START DATA FOR ANALYSIS

PR #675, opened 2022-07-14
Fixes VectorDataset rounding bug causing sample mask size mismatch

### LINKED ISSUE #674: VectorDataset incorrect sample shape
### Description

Querying a sample from a VectorDataset object returns (sometimes?) a mask with incorrect shape.

This is caused by not rounding the calculated width and height pixel values to the nearest integer, and just taking the `int(width)` and `int(height)` values instead for `masks = rasterio.features.rasterize` in [torchgeo.datasets.geo.py:614](https://github.com/microsoft/torchgeo/blob/b41b6d68f99edfbe4d82b31f6f9b16cbd33f485e/torchgeo/datasets/geo.py#L614).

### Steps to reproduce

Run the following code to reproduce the error:
```
from torchgeo.datasets import CanadianBuildingFootprints

cbf_dataset = CanadianBuildingFootprints(download=True)  # or any other VectorDataset-based dataset

size = 512

sampler = RandomGeoSampler(cbf_dataset, size=size, length=100)  # or any other sampler
query = next(iter(sampler))

sample = cbf_dataset[query]

print(sample["mask"].shape)
assert sample["mask"].shape[0] == size, sample["mask"].shape
assert sample["mask"].shape[1] == size, sample["mask"].shape
```

### Version

0.3.0

TCherici:
I've had to adjust the test to also account for the extra pixel generated, which seems right to me (`1.9-1.1 = 0.8` which would be 8 pixels with a `res=0.1`).

Fixes #674

### DIFF
--- a/torchgeo/datasets/geo.py
+++ b/torchgeo/datasets/geo.py
@@ -611,12 +611,12 @@ class VectorDataset(GeoDataset):
         )
         if shapes:
             masks = rasterio.features.rasterize(
-                shapes, out_shape=(int(height), int(width)), transform=transform
+                shapes, out_shape=(int(round(height)), int(round(width))), transform=transform
             )
         else:
             # If no features are found in this query, return an empty mask
             # with the default fill value and dtype used by rasterize
-            masks = np.zeros((int(height), int(width)), dtype=np.uint8)
+            masks = np.zeros((int(round(height)), int(round(width))), dtype=np.uint8)
 
         sample = {"mask": torch.tensor(masks), "crs": self.crs, "bbox": query}
 
--- a/torchgeo/datasets/geo.py
+++ b/torchgeo/datasets/geo.py
@@ -611,12 +611,12 @@ class VectorDataset(GeoDataset):
         )
         if shapes:
             masks = rasterio.features.rasterize(
-                shapes, out_shape=(int(round(height)), int(round(width))), transform=transform
+                shapes, out_shape=(round(height), round(width)), transform=transform
             )
         else:
             # If no features are found in this query, return an empty mask
             # with the default fill value and dtype used by rasterize
-            masks = np.zeros((int(round(height)), int(round(width))), dtype=np.uint8)
+            masks = np.zeros((round(height), round(width)), dtype=np.uint8)
 
         sample = {"mask": torch.tensor(masks), "crs": self.crs, "bbox": query}
 
--- a/tests/datasets/test_geo.py
+++ b/tests/datasets/test_geo.py
@@ -223,7 +223,7 @@ class TestVectorDataset:
     def test_empty_shapes(self, dataset: CustomVectorDataset) -> None:
         query = BoundingBox(1.1, 1.9, 1.1, 1.9, 0, 0)
         x = dataset[query]
-        assert torch.equal(x["mask"], torch.zeros(7, 7, dtype=torch.uint8))
+        assert torch.equal(x["mask"], torch.zeros(8, 8, dtype=torch.uint8))
 
     def test_invalid_query(self, dataset: CustomVectorDataset) -> None:
         query = BoundingBox(3, 3, 3, 3, 0, 0)


torchgeo/datasets/geo.py
```diff
@@ -611,12 +611,12 @@ def __getitem__(self, query: BoundingBox) -> Dict[str, Any]:
         )
         if shapes:
             masks = rasterio.features.rasterize(
-                shapes, out_shape=(int(height), int(width)), transform=transform
+                shapes, out_shape=(int(round(height)), int(round(width))), transform=transform
```
adamjstewart, line 614: This line is too long now. Can you run `black torchgeo/datasets/geo.py` to fix this?

adamjstewart (approved):
Can confirm that this fixes the issue, thanks for the PR!

torchgeo/datasets/geo.py
ashnair1: There is need to cast it to `int` again if you're not specifying the number of decimals to round to.

torchgeo/datasets/geo.py
```diff
@@ -611,12 +611,12 @@ def __getitem__(self, query: BoundingBox) -> Dict[str, Any]:
...
             )
         else:
             # If no features are found in this query, return an empty mask
             # with the default fill value and dtype used by rasterize
-            masks = np.zeros((int(height), int(width)), dtype=np.uint8)
+            masks = np.zeros((int(round(height)), int(round(width))), dtype=np.uint8)
```
ashnair1, line 619: Same comment as above. Int casting not required.

ashnair1:
> There are several other places where we aren't rounding before casting to an int. I'm not worried about the str -> int conversions, but some of these float -> int conversions could be problematic. Not sure if integer division includes rounding or not. I wonder if any of these should also be fixed:


I had encountered a related issue with `dataset_split` in `torchgeo/datamodules/utils.py`. Direct int casting basically strips out the decimal part so it's a problem if `len(dataset) * val_pct` < 0. I had encountered this issue while testing coverage for a datamodule. The test dataset in question had `len(dataset)` = 3 and `val_pct` = 0.3. 

Fix using `round`:


```diff
    if test_pct is None:
-        val_length = int(len(dataset) * val_pct)
+        val_length = round(len(dataset) * val_pct)
        train_length = len(dataset) - val_length
        return random_split(dataset, [train_length, val_length])
    else:
-       val_length = int(len(dataset) * val_pct)
-       test_length = int(len(dataset) * test_pct)
+       val_length = round(len(dataset) * val_pct)
+       test_length = round(len(dataset) * test_pct)
```

torchgeo/datasets/geo.py
ashnair1: Unless this was needed to satisfy mypy.

TCherici:
> I had encountered a related issue with dataset_split in torchgeo/datamodules/utils.py. Direct int casting basically strips out the decimal part so it's a problem if len(dataset) * val_pct < 0. I had encountered this issue while testing coverage for a datamodule. The test dataset in question had len(dataset) = 3 and val_pct = 0.3.

I don't understand how `len(dataset) * val_pct` could be less than 0 for the values you gave, and I'm not sure if this is related to the bugfix in this PR. @ashnair1 If you think it is I will add it

ashnair1:
> > I had encountered a related issue with dataset_split in torchgeo/datamodules/utils.py. Direct int casting basically strips out the decimal part so it's a problem if len(dataset) * val_pct < 0. I had encountered this issue while testing coverage for a datamodule. The test dataset in question had len(dataset) = 3 and val_pct = 0.3.
> 
> I don't understand how `len(dataset) * val_pct` could be less than 0 for the values you gave, and I'm not sure if this is related to the bugfix in this PR. @ashnair1 If you think it is I will add the fix you gave as a commit to this PR.

My bad. Meant less than 1. The comment is unrelated to this PR. I was just replying to @adamjstewart's comment on other places this round vs int errors can occur.

adamjstewart (approved):
We can fix other instances of this bug in a separate PR.

PR #677, opened 2022-07-15
Update required.txt

prasadjivane:
VR changes added as per latest changes.


calebrob6:
As far as I can tell, this is spam similar to #648

adamjstewart:
Yep, duplicate of #648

END DATA FOR ANALYSIS

» REQUIRED ACTION:
All entries are to be returned word for word.

» PROBLEM SOLUTION:
PR #675, opened 2022-07-14
Fixes VectorDataset rounding bug causing sample mask size mismatch

### LINKED ISSUE #674: VectorDataset incorrect sample shape
### Description

Querying a sample from a VectorDataset object returns (sometimes?) a mask with incorrect shape.

This is caused by not rounding the calculated width and height pixel values to the nearest integer, and just taking the `int(width)` and `int(height)` values instead for `masks = rasterio.features.rasterize` in [torchgeo.datasets.geo.py:614](https://github.com/microsoft/torchgeo/blob/b41b6d68f99edfbe4d82b31f6f9b16cbd33f485e/torchgeo/datasets/geo.py#L614).

### Steps to reproduce

Run the following code to reproduce the error:
```
from torchgeo.datasets import CanadianBuildingFootprints

cbf_dataset = CanadianBuildingFootprints(download=True)  # or any other VectorDataset-based dataset

size = 512

sampler = RandomGeoSampler(cbf_dataset, size=size, length=100)  # or any other sampler
query = next(iter(sampler))

sample = cbf_dataset[query]

print(sample["mask"].shape)
assert sample["mask"].shape[0] == size, sample["mask"].shape
assert sample["mask"].shape[1] == size, sample["mask"].shape
```

### Version

0.3.0

TCherici:
I've had to adjust the test to also account for the extra pixel generated, which seems right to me (`1.9-1.1 = 0.8` which would be 8 pixels with a `res=0.1`).

Fixes #674

### DIFF
--- a/torchgeo/datasets/geo.py
+++ b/torchgeo/datasets/geo.py
@@ -611,12 +611,12 @@ class VectorDataset(GeoDataset):
         )
         if shapes:
             masks = rasterio.features.rasterize(
-                shapes, out_shape=(int(height), int(width)), transform=transform
+                shapes, out_shape=(int(round(height)), int(round(width))), transform=transform
             )
         else:
             # If no features are found in this query, return an empty mask
             # with the default fill value and dtype used by rasterize
-            masks = np.zeros((int(height), int(width)), dtype=np.uint8)
+            masks = np.zeros((int(round(height)), int(round(width))), dtype=np.uint8)
 
         sample = {"mask": torch.tensor(masks), "crs": self.crs, "bbox": query}
 
--- a/torchgeo/datasets/geo.py
+++ b/torchgeo/datasets/geo.py
@@ -611,12 +611,12 @@ class VectorDataset(GeoDataset):
         )
         if shapes:
             masks = rasterio.features.rasterize(
-                shapes, out_shape=(int(round(height)), int(round(width))), transform=transform
+                shapes, out_shape=(round(height), round(width)), transform=transform
             )
         else:
             # If no features are found in this query, return an empty mask
             # with the default fill value and dtype used by rasterize
-            masks = np.zeros((int(round(height)), int(round(width))), dtype=np.uint8)
+            masks = np.zeros((round(height), round(width)), dtype=np.uint8)
 
         sample = {"mask": torch.tensor(masks), "crs": self.crs, "bbox": query}
 
--- a/tests/datasets/test_geo.py
+++ b/tests/datasets/test_geo.py
@@ -223,7 +223,7 @@ class TestVectorDataset:
     def test_empty_shapes(self, dataset: CustomVectorDataset) -> None:
         query = BoundingBox(1.1, 1.9, 1.1, 1.9, 0, 0)
         x = dataset[query]
-        assert torch.equal(x["mask"], torch.zeros(7, 7, dtype=torch.uint8))
+        assert torch.equal(x["mask"], torch.zeros(8, 8, dtype=torch.uint8))
 
     def test_invalid_query(self, dataset: CustomVectorDataset) -> None:
         query = BoundingBox(3, 3, 3, 3, 0, 0)


torchgeo/datasets/geo.py
```diff
@@ -611,12 +611,12 @@ def __getitem__(self, query: BoundingBox) -> Dict[str, Any]:
         )
         if shapes:
             masks = rasterio.features.rasterize(
-                shapes, out_shape=(int(height), int(width)), transform=transform
+                shapes, out_shape=(int(round(height)), int(round(width))), transform=transform
```
adamjstewart, line 614: This line is too long now. Can you run `black torchgeo/datasets/geo.py` to fix this?

adamjstewart (approved):
Can confirm that this fixes the issue, thanks for the PR!

torchgeo/datasets/geo.py
ashnair1: There is need to cast it to `int` again if you're not specifying the number of decimals to round to.

torchgeo/datasets/geo.py
```diff
@@ -611,12 +611,12 @@ def __getitem__(self, query: BoundingBox) -> Dict[str, Any]:
...
             )
         else:
             # If no features are found in this query, return an empty mask
             # with the default fill value and dtype used by rasterize
-            masks = np.zeros((int(height), int(width)), dtype=np.uint8)
+            masks = np.zeros((int(round(height)), int(round(width))), dtype=np.uint8)
```
ashnair1, line 619: Same comment as above. Int casting not required.

ashnair1:
> There are several other places where we aren't rounding before casting to an int. I'm not worried about the str -> int conversions, but some of these float -> int conversions could be problematic. Not sure if integer division includes rounding or not. I wonder if any of these should also be fixed:


I had encountered a related issue with `dataset_split` in `torchgeo/datamodules/utils.py`. Direct int casting basically strips out the decimal part so it's a problem if `len(dataset) * val_pct` < 0. I had encountered this issue while testing coverage for a datamodule. The test dataset in question had `len(dataset)` = 3 and `val_pct` = 0.3. 

Fix using `round`:


```diff
    if test_pct is None:
-        val_length = int(len(dataset) * val_pct)
+        val_length = round(len(dataset) * val_pct)
        train_length = len(dataset) - val_length
        return random_split(dataset, [train_length, val_length])
    else:
-       val_length = int(len(dataset) * val_pct)
-       test_length = int(len(dataset) * test_pct)
+       val_length = round(len(dataset) * val_pct)
+       test_length = round(len(dataset) * test_pct)
```

torchgeo/datasets/geo.py
ashnair1: Unless this was needed to satisfy mypy.

TCherici:
> I had encountered a related issue with dataset_split in torchgeo/datamodules/utils.py. Direct int casting basically strips out the decimal part so it's a problem if len(dataset) * val_pct < 0. I had encountered this issue while testing coverage for a datamodule. The test dataset in question had len(dataset) = 3 and val_pct = 0.3.

I don't understand how `len(dataset) * val_pct` could be less than 0 for the values you gave, and I'm not sure if this is related to the bugfix in this PR. @ashnair1 If you think it is I will add it

ashnair1:
> > I had encountered a related issue with dataset_split in torchgeo/datamodules/utils.py. Direct int casting basically strips out the decimal part so it's a problem if len(dataset) * val_pct < 0. I had encountered this issue while testing coverage for a datamodule. The test dataset in question had len(dataset) = 3 and val_pct = 0.3.
> 
> I don't understand how `len(dataset) * val_pct` could be less than 0 for the values you gave, and I'm not sure if this is related to the bugfix in this PR. @ashnair1 If you think it is I will add the fix you gave as a commit to this PR.

My bad. Meant less than 1. The comment is unrelated to this PR. I was just replying to @adamjstewart's comment on other places this round vs int errors can occur.

adamjstewart (approved):
We can fix other instances of this bug in a separate PR.

PR #677, opened 2022-07-15
Update required.txt

prasadjivane:
VR changes added as per latest changes.


calebrob6:
As far as I can tell, this is spam similar to #648

adamjstewart:
Yep, duplicate of #648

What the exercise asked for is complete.